** Your instructions **
Pull every line containing "default" from the entries.

▽

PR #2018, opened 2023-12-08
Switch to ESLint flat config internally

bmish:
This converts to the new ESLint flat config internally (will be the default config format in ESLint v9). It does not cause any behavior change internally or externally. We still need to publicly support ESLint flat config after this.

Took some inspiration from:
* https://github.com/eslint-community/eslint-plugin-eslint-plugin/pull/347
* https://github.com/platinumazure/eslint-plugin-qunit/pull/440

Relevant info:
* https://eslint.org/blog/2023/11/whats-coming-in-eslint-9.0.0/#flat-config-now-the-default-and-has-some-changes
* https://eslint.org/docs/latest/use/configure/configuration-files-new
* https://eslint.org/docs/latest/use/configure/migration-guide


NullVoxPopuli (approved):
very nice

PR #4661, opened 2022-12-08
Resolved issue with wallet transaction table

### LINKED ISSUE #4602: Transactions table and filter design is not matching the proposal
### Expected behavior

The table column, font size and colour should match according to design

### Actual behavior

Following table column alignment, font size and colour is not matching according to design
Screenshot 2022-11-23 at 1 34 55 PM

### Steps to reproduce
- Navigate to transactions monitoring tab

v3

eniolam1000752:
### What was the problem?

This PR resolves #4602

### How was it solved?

△

** Task result **
This converts to the new ESLint flat config internally (will be the default config format in ESLint v9). It does not cause any behavior change internally or externally. We still need to publicly support ESLint flat config after this.
* https://eslint.org/blog/2023/11/whats-coming-in-eslint-9.0.0/#flat-config-now-the-default-and-has-some-changes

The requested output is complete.